## Dataset entries
______________________________

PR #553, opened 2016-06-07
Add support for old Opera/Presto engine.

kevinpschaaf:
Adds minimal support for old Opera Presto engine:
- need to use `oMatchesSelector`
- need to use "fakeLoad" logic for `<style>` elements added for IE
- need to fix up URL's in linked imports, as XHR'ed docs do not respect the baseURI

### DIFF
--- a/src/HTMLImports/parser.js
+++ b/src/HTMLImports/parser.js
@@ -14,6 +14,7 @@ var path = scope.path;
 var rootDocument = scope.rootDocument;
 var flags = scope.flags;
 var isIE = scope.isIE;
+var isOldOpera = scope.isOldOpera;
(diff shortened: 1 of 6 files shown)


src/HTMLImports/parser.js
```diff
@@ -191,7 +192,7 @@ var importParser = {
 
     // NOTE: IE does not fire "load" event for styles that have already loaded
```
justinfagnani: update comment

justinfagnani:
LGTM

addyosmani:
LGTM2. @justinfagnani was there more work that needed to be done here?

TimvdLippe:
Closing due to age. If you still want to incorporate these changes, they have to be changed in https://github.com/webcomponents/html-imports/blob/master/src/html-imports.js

______________________________

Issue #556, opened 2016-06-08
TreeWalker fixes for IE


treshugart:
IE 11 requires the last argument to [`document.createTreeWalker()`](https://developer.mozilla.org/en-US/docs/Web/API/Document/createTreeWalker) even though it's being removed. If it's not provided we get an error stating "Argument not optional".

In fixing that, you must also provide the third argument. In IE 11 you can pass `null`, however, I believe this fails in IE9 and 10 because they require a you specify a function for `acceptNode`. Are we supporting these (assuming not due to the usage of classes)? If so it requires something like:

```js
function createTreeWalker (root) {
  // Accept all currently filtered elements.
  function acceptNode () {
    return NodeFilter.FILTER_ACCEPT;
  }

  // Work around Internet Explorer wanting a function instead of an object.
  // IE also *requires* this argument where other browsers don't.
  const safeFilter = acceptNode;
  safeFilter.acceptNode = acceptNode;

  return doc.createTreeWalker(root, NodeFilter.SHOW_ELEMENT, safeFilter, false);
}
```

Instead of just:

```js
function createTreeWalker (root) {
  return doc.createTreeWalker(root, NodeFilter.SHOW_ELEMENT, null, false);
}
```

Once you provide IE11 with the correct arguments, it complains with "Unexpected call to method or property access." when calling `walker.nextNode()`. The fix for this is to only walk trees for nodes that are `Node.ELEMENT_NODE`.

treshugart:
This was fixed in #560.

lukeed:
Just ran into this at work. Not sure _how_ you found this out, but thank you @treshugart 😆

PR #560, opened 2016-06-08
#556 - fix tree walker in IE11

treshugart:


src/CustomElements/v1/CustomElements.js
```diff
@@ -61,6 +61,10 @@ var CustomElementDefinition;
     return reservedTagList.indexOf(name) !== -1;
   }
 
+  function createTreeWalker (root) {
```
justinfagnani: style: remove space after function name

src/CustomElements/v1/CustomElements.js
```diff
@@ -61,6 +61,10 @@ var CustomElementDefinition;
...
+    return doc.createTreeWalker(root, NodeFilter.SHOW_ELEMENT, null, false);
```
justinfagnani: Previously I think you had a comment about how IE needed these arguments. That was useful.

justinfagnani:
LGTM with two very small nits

______________________________

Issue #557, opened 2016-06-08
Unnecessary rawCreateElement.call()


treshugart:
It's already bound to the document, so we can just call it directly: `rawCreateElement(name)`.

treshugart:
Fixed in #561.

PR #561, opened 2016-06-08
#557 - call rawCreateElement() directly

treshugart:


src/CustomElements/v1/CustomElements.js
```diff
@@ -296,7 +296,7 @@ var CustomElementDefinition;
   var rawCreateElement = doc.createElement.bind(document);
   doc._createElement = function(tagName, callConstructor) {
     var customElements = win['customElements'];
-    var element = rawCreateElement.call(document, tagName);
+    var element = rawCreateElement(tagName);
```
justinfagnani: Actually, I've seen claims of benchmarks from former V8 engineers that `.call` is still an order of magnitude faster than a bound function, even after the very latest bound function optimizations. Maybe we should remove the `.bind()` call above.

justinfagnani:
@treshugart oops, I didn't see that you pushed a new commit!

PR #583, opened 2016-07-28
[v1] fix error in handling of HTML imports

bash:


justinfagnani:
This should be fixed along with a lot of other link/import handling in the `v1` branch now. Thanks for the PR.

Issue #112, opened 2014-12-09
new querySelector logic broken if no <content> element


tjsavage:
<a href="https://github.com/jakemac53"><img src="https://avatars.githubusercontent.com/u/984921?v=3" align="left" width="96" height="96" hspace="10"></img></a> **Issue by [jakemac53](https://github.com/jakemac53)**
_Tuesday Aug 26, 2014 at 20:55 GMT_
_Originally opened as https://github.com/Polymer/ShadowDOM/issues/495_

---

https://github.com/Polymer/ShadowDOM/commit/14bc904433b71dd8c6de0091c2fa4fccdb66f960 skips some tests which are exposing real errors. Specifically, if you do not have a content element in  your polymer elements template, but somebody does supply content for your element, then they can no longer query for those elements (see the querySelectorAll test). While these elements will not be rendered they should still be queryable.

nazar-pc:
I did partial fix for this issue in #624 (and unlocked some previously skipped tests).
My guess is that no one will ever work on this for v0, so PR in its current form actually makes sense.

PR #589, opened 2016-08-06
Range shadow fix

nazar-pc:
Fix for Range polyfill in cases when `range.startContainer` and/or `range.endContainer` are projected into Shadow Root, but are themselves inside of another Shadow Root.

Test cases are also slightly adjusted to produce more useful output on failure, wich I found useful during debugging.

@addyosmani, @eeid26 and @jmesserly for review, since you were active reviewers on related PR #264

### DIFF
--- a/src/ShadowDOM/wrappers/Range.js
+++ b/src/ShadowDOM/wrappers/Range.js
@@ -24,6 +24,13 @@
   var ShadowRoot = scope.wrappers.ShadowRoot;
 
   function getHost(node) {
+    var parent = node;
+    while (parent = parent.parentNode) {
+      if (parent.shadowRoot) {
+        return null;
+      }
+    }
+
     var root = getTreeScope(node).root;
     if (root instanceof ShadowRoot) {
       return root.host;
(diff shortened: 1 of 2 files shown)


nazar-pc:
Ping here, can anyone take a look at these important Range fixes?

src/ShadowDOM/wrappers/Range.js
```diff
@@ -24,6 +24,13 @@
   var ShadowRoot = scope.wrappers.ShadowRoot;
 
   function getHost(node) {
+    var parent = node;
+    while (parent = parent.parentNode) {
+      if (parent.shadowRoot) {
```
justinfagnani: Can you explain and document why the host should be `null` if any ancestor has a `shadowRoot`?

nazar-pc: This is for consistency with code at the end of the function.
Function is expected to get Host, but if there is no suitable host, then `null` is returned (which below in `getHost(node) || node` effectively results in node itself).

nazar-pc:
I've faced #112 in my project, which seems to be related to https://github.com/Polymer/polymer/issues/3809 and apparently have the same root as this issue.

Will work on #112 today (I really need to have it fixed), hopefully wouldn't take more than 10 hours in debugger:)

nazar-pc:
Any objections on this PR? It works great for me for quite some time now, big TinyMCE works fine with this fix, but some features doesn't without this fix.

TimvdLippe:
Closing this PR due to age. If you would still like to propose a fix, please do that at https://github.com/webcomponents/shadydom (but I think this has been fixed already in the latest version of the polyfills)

______________________________

Write out only the lines that run from the line containing "PR #553, opened 2016-06-07" through the line containing "Closing due to", both included, exactly as they appear above.

## Answer area
PR #553, opened 2016-06-07
Add support for old Opera/Presto engine.

kevinpschaaf:
Adds minimal support for old Opera Presto engine:
- need to use `oMatchesSelector`
- need to use "fakeLoad" logic for `<style>` elements added for IE
- need to fix up URL's in linked imports, as XHR'ed docs do not respect the baseURI

### DIFF
--- a/src/HTMLImports/parser.js
+++ b/src/HTMLImports/parser.js
@@ -14,6 +14,7 @@ var path = scope.path;
 var rootDocument = scope.rootDocument;
 var flags = scope.flags;
 var isIE = scope.isIE;
+var isOldOpera = scope.isOldOpera;
(diff shortened: 1 of 6 files shown)


src/HTMLImports/parser.js
```diff
@@ -191,7 +192,7 @@ var importParser = {
 
     // NOTE: IE does not fire "load" event for styles that have already loaded
```
justinfagnani: update comment

justinfagnani:
LGTM

addyosmani:
LGTM2. @justinfagnani was there more work that needed to be done here?

TimvdLippe:
Closing due to age. If you still want to incorporate these changes, they have to be changed in https://github.com/webcomponents/html-imports/blob/master/src/html-imports.js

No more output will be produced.